You will be required to perform a series of four bioinformatic analyses as applied to 'omics' datasets based on the content covered in lectures and workshops.
Assessment task will be summative, graded on 1-7 scale.

This is an assignment for the purposes of an extension.

Relates to learning outcomes
2, 3 and 4.

Weight: 40
Individual/Group: Individual
Due (indicative):
Workbooks due weeks 3, 4, 5, & 6.
Related Unit learning outcomes: 2, 3, 4

Assessment: Workbook 2

You will be required to perform a series of four computational genomic analyses, as applied to 'omics' datasets, based on the content covered in lectures and workshops.
Assessment task will be summative, graded on 1-7 scale.

This is an assignment for the purposes of an extension.

Relates to learning outcomes
2, 3 and 4.

Weight: 40
Individual/Group: Individual
Due (indicative):
Portfolio entires due weeks 7, 8, 9 & 10.
Related Unit learning outcomes: 2, 3, 4

Assessment: Examination

This online assessment piece will consist of multiple choice, short answer and long answer questions. It is aimed to ensure that you have a coherent knowledge of the essential elements of computational genomics which are required in both laboratory and clinical settings.

 

Relates to learning outcomes
1.

Weight: 20
Individual/Group: Individual
Due (indicative): Central Examination Period
Related Unit learning outcomes: 1

Academic Integrity

Students are expected to engage in learning and assessment at QUT with honesty, transparency and fairness. Maintaining academic integrity means upholding these principles and demonstrating valuable professional capabilities based on ethical foundations.

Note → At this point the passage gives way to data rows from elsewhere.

PR #1776, opened 2026-07-17
fix: Codex桌面版(UWP)使用experimental_bearer_token绕过环境变量限制

### LINKED ISSUE #1763: Codex桌面版(UWP)无法读取环境变量，需使用experimental_bearer_token
## 问题描述

Codex桌面版（UWP应用）无法读取系统环境变量，导致使用`env_key`配置时无法获取API token。

在尝试解决此问题时，错误地使用了`api_key`字段，但该字段不被codex识别。

### 1. UWP环境变量限制（原始问题）

Windows UWP应用运行在沙盒环境中，无法读取系统环境变量。原始配置使用：
```toml
[model_providers.openace]
env_key = "OPENAI_API_KEY"
```
这导致桌面版无法获取token。

### 2. 错误的修复尝试

尝试将`env_key`改为`api_key`，但通过分析codex源码发现：

**`ModelProviderInfo`结构体不支持`api_key`字段！**

Codex支持的认证字段（`codex-rs/model-provider-info/src/lib.rs`）：
- `env_key` - 环境变量名（UWP应用无法读取）
- `experimental_bearer_token` - 直接设置Bearer token ✅
- `auth` - 命令驱动的认证配置
- `aws` - AWS SigV4认证配置

## 解决方案

使用`experimental_bearer_token`字段直接传递token：

```toml
[model_providers.openace]
name = "Open ACE Proxy"
wire_api = "responses"
base_url = "http://192.168.1.21:5000/api/remote/llm-proxy/v1"
experimental_bearer_token = "<JWT token>"
```

需要修改 `remote-agent/openace_cli.py`，在 `_session_env` 函数中添加 codex 配置更新逻辑。

## 影响

- Windows用户的Codex桌面版需要使用`experimental_bearer_token`而非`env_key`
- `openace login`命令会自动更新配置文件

## 相关文件

- `remote-agent/openace_cli.py` - `_session_env` 函数

fanqinglei1234:
## 问题描述

Closes #1763

Windows UWP应用运行在沙盒环境中，无法读取系统环境变量。Codex桌面版作为UWP应用，使用 `env_key = "OPENAI_API_KEY"` 配置时无法获取认证token。

## 修复方案

使用 `experimental_bearer_token` 字段替代 `env_key`，直接在配置文件中存储token。

### 平台差异

| 特性 | Windows UWP | macOS/Linux |
|------|-------------|-------------|
| **沙盒机制** | 强制沙盒，无法读取系统环境变量 | 可选沙盒或无沙盒，可读取环境变量 |
| **配置方式** | 必须用 `experimental_bearer_token` | `env_key` 正常工作 |

### 修改内容

| 文件 | 修改 |
|------|------|
| `remote-agent/cli_settings.py` | 添加 `bearer_token` 参数，Windows下使用 `experimental_bearer_token` |
| `remote-agent/openace_cli.py` | SSH CLI场景添加平台检测 |
| `remote-agent/agent.py` | Web Terminal场景添加平台检测 |
| `tests/unit/test_cli_settings_apply.py` | 新增测试验证bearer_token和文件权限 |
| `tests/unit/test_openace_cli.py` | 新增Windows平台测试用例 |

### 配置文件结果

**Windows 上生成的 `~/.codex/config.toml`：**

```toml
[model_providers.openace]
name = "Open ACE Proxy"
wire_api = "responses"
base_url = "http://192.168.1.21:5000/api/remote/llm-proxy/v1"
experimental_bearer_token = "<JWT token>"
```

**macOS/Linux 上生成的配置（无变化）：**

```toml
[model_providers.openace]
name = "Open ACE Proxy"
wire_api = "responses"
base_url = "http://192.168.1.21:5000/api/remote/llm-proxy/v1"
env_key = "OPENAI_API_KEY"
```

## 安全影响

- `experimental_bearer_token` 将明文存储在配置文件 `~/.codex/config.toml`
- 文件权限设置为 `0600` 保护token安全
- 这比 `env_key` 方式安全性略低，但Windows UWP场景下没有其他选择
- macOS/Linux 不受影响，继续使用环境变量方案

## 测试验证

- [x] 单元测试通过：`test_write_codex_settings_uses_bearer_token_on_windows`
- [x] 单元测试通过：`test_write_codex_settings_env_key_when_no_bearer_token`
- [x] 单元测试通过：`test_apply_local_cli_settings_passes_token_on_windows`
- [x] 文件权限验证：配置文件权限为 0600


richardhuang:
Review of fix: Codex桌面版(UWP)使用experimental_bearer_token绕过环境变量限制

### Medium - Bearer token is persisted in plaintext in `~/.codex/config.toml` and is never cleaned up
- **Location:** `remote-agent/cli_settings.py:248-265` (`write_codex_settings` writes `experimental_bearer_token` into the merged config and `_atomic_write_text`s it) and `remote-agent/openace_cli.py:188-195`
- **Issue:** On Windows the Codex proxy token is written as `experimental_bearer_token = "<token>"` in plaintext TOML so the UWP Codex desktop app can read it. The token is short-lived/revocable (good — it is a server-generated proxy token from `api_proxy.generate_proxy_token`, not the raw OpenAI key), but once written it stays in `config.toml` after the terminal is destroyed and even across rewrites that no longer pass a token (until the next non-Windows rewrite happens to clear it). Any user/process that later reads `~/.codex/config.toml` gets a still-valid proxy token until it expires or is revoked server-side.
- **Impact:** Credential persistence beyond the terminal lifetime; a leaked config.toml (backup, sync, support bundle) exposes a live proxy token.
- **Suggestion:** On terminal stop, rewrite/remove the openace provider block (or blank `experimental_bearer_token`) so the token does not outlive the session. Consider writing the token to a separate file with 0600 that the workflow can delete, rather than embedding it in the shared config.toml.

### Medium - `chmod(0o600)` is effectively a no-op on Windows, so the test asserts a guarantee Windows does not provide
- **Location:** `remote-agent/cli_settings.py:265` (`if bearer_token: config_path.chmod(0o600)`) and `tests/unit/test_cli_settings_apply.py:236` (`assert stat.S_IMODE(config_path.stat().st_mode) == 0o600`)
- **Issue:** Windows does not honor POSIX permission bits. `os.chmod` on Windows only toggles the read-only attribute; it does not restrict access to other users or admins. The file containing the bearer token therefore remains world-readable on a typical Windows install, yet the test (which only runs on POSIX CI) asserts `0600` and passes, giving a false sense of protection. The 0600 only helps on the non-Windows path, where the token is never written anyway.
- **Impact:** The exact platform that needs the protection (Windows UWP) gets none; reviewers/operators may believe the file is locked down.
- **Suggestion:** On Windows use the Win32 ACL API (e.g. `pywin32`/`icacls`) to restrict the file to the current user / SYSTEM, or store the token in the user's `%APPDATA%` protected store. At minimum, document that the POSIX `chmod` is not enforced on Windows.

### Low - Windows-only gate relies on `os.name == "nt"` at two independent call sites, which can drift
- **Location:** `remote-agent/agent.py:781-784` (`if os.name == "nt" and openai_token: codex_token = openai_token`) and `remote-agent/openace_cli.py:187` (`if os.name == "nt":`)
- **Issue:** The Windows-only decision is duplicated. If one path's condition diverges from the other (e.g. someone passes the token unconditionally, or adds a third call site), the bearer token could be written on non-Windows hosts where the env-var path works fine, needlessly putting a token on disk. Centralizing the "should Codex use a bearer token?" decision would prevent drift.
- **Impact:** Minor maintainability/footgun risk.
- **Suggestion:** Put the `os.name == "nt"` check in one helper and call it from every code path that builds Codex settings.

### Low - `_set_codex_auth_mode` correctly makes auth fields mutually exclusive, but `experimental_bearer_token` lands under `model_providers.openace` where any custom provider the user defines is untouched
- **Location:** `remote-agent/cli_settings.py:226-233` (`_set_codex_auth_mode` only operates on the `openace` provider dict passed in)
- **Issue:** If a user's existing `config.toml` defines another provider that also points at the Open ACE proxy (or if `model_provider` is overridden to something other than `openace`), the bearer token will not be set on that provider and Codex will fail to authenticate, with no clear error surfaced here. Conversely, a pre-existing `experimental_bearer_token` on a *different* provider is not cleaned up. This is mostly a correctness note rather than a security issue.
- **Impact:** Confusing behavior when users customize `model_provider`.
- **Suggestion:** Resolve the active provider name from `cleaned.get("model_provider")` and apply the auth mode to whichever provider is actually selected.

### Low - Assumption (please verify): the bearer token written to disk is assumed to be the Open ACE proxy token, not a real OpenAI key
- **Location:** `remote-agent/agent.py:775` (`openai_token = data.get("openai_token", "")`) → `remote-agent/cli_settings.py:248`
- **Issue:** The severity of the plaintext-on-disk concern hinges on `openai_token` being a short-lived Open ACE proxy token (which server-side `app/routes/remote.py:1863` generates via `api_proxy.generate_proxy_token`). That appears to hold, but the code path does not enforce/assert it; if a future change ever passes the upstream OpenAI key as `openai_token`, it would be written to disk in plaintext on Windows. Worth a defensive comment or type guard.
- **Impact:** Latent risk if the token source changes.
- **Suggestion:** Document the invariant at the write site, or assert the token matches the proxy-token format before writing it to disk.

richardhuang:
Second-round review of fix: Codex桌面版(UWP)使用experimental_bearer_token绕过环境变量限制

Second pass; supplementary angles only (token cleanup across all entry points, credential accumulation on stop/attach, parsing robustness). I re-read `remote-agent/cli_settings.py`, `remote-agent/openace_cli.py`, and `remote-agent/agent.py` on `main`. First-round Mediums/Lows (plaintext persistence with no cleanup, `chmod 0600` is a no-op on Windows but asserted by a POSIX-only test, duplicated `os.name == "nt"` gates, auth mode scoped only to the `openace` provider) are all still present in the merged code — none of the first-round items were addressed.

### High - `cmd_menu` (the default entry point) never clears the bearer token; `os.execvpe` replaces the process so there is no cleanup path at all
- **Location:** `remote-agent/openace_cli.py:304` (`cmd_menu`) — calls `_apply_local_cli_settings(terminal)` at `:307` then `os.execvpe(sys.executable, [sys.executable, str(MENU_PATH)], env)` at `:310`
- **Issue:** `cmd_shell` (`:313`) wraps the subprocess in `try/finally` and at least calls `_clear_active_terminal()` on exit. `cmd_menu` does not: it calls `os.execvpe`, which *replaces* the current process image with the menu, so when the menu later exits there is no Python frame to run a `finally`, no `atexit` handler, and no signal-based cleanup. `main()` defaults to `menu` when no subcommand is given (`args.func` → `cmd_menu`), so the most common launch path is the one with zero cleanup. The `experimental_bearer_token` written into `~/.codex/config.toml` by `_apply_local_cli_settings` therefore persists indefinitely after the menu closes. (The first-round note said the token "stays after the terminal is destroyed" — this confirms the concrete reason: the menu path has no destruction hook at all.)
- **Impact:** Every `openace menu` invocation leaves a live proxy token on disk until a later `openace shell` (POSIX) or an explicit rewrite happens; on Windows the token is world-readable (see first-round Medium on `chmod`).
- **Suggestion:** Register an `atexit`/`signal` cleanup (or have the menu process call back on exit) that rewrites `config.toml` with `bearer_token=None` to invoke the `pop("experimental_bearer_token")` branch of `_set_codex_auth_mode`. Because the menu is a child of the exec'd process, the cleanup must run in the menu process, not the CLI parent.

### High - `stop_terminal` and `_cmd_attach_terminal` re-apply tokens but never remove them; each session overwrites the previous token with no revocation of the stale one
- **Location:** `remote-agent/agent.py:892` (`_cmd_stop_terminal` stops the process but does not rewrite `config.toml`) and `:906` (`_cmd_attach_terminal` reapplies `cli_settings` with a fresh `codex_bearer_token` on restart)
- **Issue:** Stopping a remote terminal calls `_stop_terminal_process` and sends a `terminal_status: stopped` message, but it never rewrites the local `config.toml`, so the last-written bearer token stays valid on disk after the terminal is gone server-side. On `attach_terminal`, the code restarts with fresh tokens (`:974` "Terminal not found, restarting with fresh tokens"), which overwrites the file — but the *previous* token is never invalidated server-side by this flow, and if the agent process dies without a clean stop, the on-disk token is orphaned with no expiry-driven cleanup. Net: tokens accumulate on disk across stop/start/attach cycles and are only removed by chance overwrites.
- **Impact:** Long-lived credential exposure across terminal lifecycles; a token from a previous session remains usable until it happens to be overwritten or expires server-side.
- **Suggestion:** On `stop_terminal`, rewrite `config.toml` to clear `experimental_bearer_token` (call `apply_cli_settings` with `codex_bearer_token=None`), and ensure the server-side proxy token is revoked on stop rather than relying solely on expiry.

### Low - `_toml_value` escaping is correct for proxy tokens, but the round-trip merges user-edited TOML and could drop a user's existing `experimental_bearer_token` cleanup intent
- **Location:** `remote-agent/cli_settings.py:286` (`merged = _deep_merge_dicts(_load_toml_file(config_path), normalized)`) and `:289` (`_set_codex_auth_mode(provider, bearer_token=bearer_token)`)
- **Issue:** I verified `_toml_value` (cli_settings.py:106) correctly escapes `\`, `"`, `\n`, `\t`, `\r`, so a hex/base64 proxy token cannot break out of the TOML string — no injection. The residual concern is the merge: `_deep_merge_dicts` overlays `normalized` onto the user's existing config, and `_set_codex_auth_mode` then force-sets or force-pops `experimental_bearer_token` on the `openace` provider. If a user manually cleared the token in their config between runs, the next `start_terminal` re-adds it unconditionally on Windows. This is intended behavior for the feature, but it means a user cannot durably opt out of on-disk token storage on Windows while the agent is running.
- **Impact:** Minor; users cannot opt out of on-disk token storage on Windows.
- **Suggestion:** Add a config flag (e.g. `codex.persist_bearer_token = false`) that, on Windows, falls back to an env-var-only delivery mechanism or refuses to start with a clear message, rather than always writing.

Second-round review complete beyond the items above. I additionally confirmed: (a) `chmod 0600` is still applied unconditionally and the POSIX-only test still asserts it (first-round Medium — Windows gets no real protection); (b) the `os.name == "nt"` gate is duplicated at `agent.py:785` and `openace_cli.py:221` with no shared helper (first-round Low); (c) `_set_codex_auth_mode` still only operates on the hardcoded `openace` provider, so a user who sets `model_provider` to a custom provider pointing at the proxy will not get the token (first-round Low). The token-source invariant (proxy token, not raw OpenAI key) still depends on `openai_token` from the server payload with no local assertion — worth a defensive comment as noted in round 1.

richardhuang:
Third-round review of fix: Codex桌面版(UWP)使用experimental_bearer_token绕过环境变量限制

Third pass; focus is confirming the status of the first/second-round findings against the current `main`. I re-read `remote-agent/cli_settings.py`, `remote-agent/openace_cli.py`, and `remote-agent/agent.py` on `main`. No follow-up PR addresses any of these; all prior findings remain open.

### [Still open] `cmd_menu` (the default entry point) never clears the bearer token; `os.execvpe` replaces the process so there is no cleanup path
- **Location:** `remote-agent/openace_cli.py:304-310` (`cmd_menu` calls `_apply_local_cli_settings(terminal)` at `:307` then `os.execvpe(...)` at `:310`)
- **Status:** Unchanged. `os.execvpe` replaces the process image, so when the menu later exits there is no Python frame, no `finally`, no `atexit`, and no signal-based cleanup to run. The `experimental_bearer_token` written into `~/.codex/config.toml` persists indefinitely after the menu closes. `main()` defaults to `cmd_menu`, so the most common launch path has zero cleanup.

### [Still open] `stop_terminal` / `_cmd_attach_terminal` re-apply tokens but never remove them; stale tokens accumulate on disk
- **Location:** `remote-agent/agent.py:892-904` (`_cmd_stop_terminal` stops the process, sends `terminal_status: stopped`, but never rewrites `config.toml`) and `:906`/`:974-1000` (`_cmd_attach_terminal` restart path re-applies fresh tokens, overwriting the file but never revoking the previous one)
- **Status:** Unchanged. `_clear_active_terminal` (`openace_cli.py:242-246`) only `unlink`s the active-terminal pointer file — it does not clear `experimental_bearer_token`. Tokens accumulate across stop/start/attach cycles and are only removed by chance overwrites; an unclean agent exit orphans the on-disk token with no expiry-driven cleanup.

### [Still open] Bearer token persisted in plaintext in `~/.codex/config.toml` and never cleaned up
- **Location:** `remote-agent/cli_settings.py:264-294` (`write_codex_settings` writes `experimental_bearer_token` into the merged config and `_atomic_write_text`s it; `:292-293` only chmods when a token is present)
- **Status:** Unchanged. The token (a server-generated proxy token from `api_proxy.generate_proxy_token`, not the raw OpenAI key — good) is written as plaintext TOML and stays after the terminal is destroyed.

### [Still open] `chmod(0o600)` is a no-op on Windows; the test asserts a guarantee Windows does not provide
- **Location:** `remote-agent/cli_settings.py:293` (`if bearer_token: config_path.chmod(0o600)`)
- **Status:** Unchanged. Windows ignores POSIX permission bits; the file containing the token remains world-readable on the exact platform (UWP) that needs protection. The POSIX-only CI test passes regardless.

### [Still open] Windows-only gate duplicated at independent call sites (drift risk)
- **Location:** `remote-agent/agent.py:785` (`if os.name == "nt" and openai_token:`) and `remote-agent/openace_cli.py:221` (`if os.name == "nt":`)
- **Status:** Unchanged. No shared helper; the two `os.name == "nt"` decisions can drift.

### [Still open] `_set_codex_auth_mode` only operates on the hardcoded `openace` provider
- **Location:** `remote-agent/cli_settings.py:287-289` (`merged.get("model_providers", {}).get("openace")` — a custom `model_provider` pointing at the proxy gets no token)
- **Status:** Unchanged. Users who set `model_provider` to a custom provider pointing at the Open ACE proxy won't authenticate, and a pre-existing token on a different provider is not cleaned up.

### [Still open] Token-source invariant (proxy token, not raw OpenAI key) is unenforced
- **Location:** `remote-agent/agent.py:775` (`openai_token = data.get("openai_token", "")`) → `cli_settings.py:264`
- **Status:** Unchanged. No assertion that `openai_token` matches the proxy-token format before it is written to disk; severity hinges on this invariant holding.

richardhuang:
Fixed in #1805: clean up the persisted Codex bearer token (experimental_bearer_token) on terminal stop/exit across cmd_menu, cmd_shell, and _cmd_stop_terminal, and gate the 0600 chmod on POSIX since it is a no-op on Windows. New regression suite in tests/issues/1776/.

Failure to maintain academic integrity can take many forms. It includes cheating in examinations, plagiarism, self-plagiarism, collusion, and submitting an assessment item completed by another person (e.g. contract cheating). It can also include providing your assessment to another entity, such as to a person or website.

You are encouraged to make use of QUT’s learning support services, resources and tools to assure the academic integrity of your assessment. This includes the use of text matching software that may be available to assist with self-assessing your academic integrity as part of the assessment submission process.

Further details of QUT’s approach to academic integrity are outlined in the Academic integrity policy and the Student Code of Conduct. Breaching QUT’s Academic integrity policy is regarded as student misconduct and can lead to the imposition of penalties ranging from a grade reduction to exclusion from QUT.

Resources

In addition to online lecture notes, a selection of online textbooks, journal articles, and internet resources will be made available each week through the QUT Library.

Risk Assessment Statement

There are no out of the ordinary risks associated with this unit.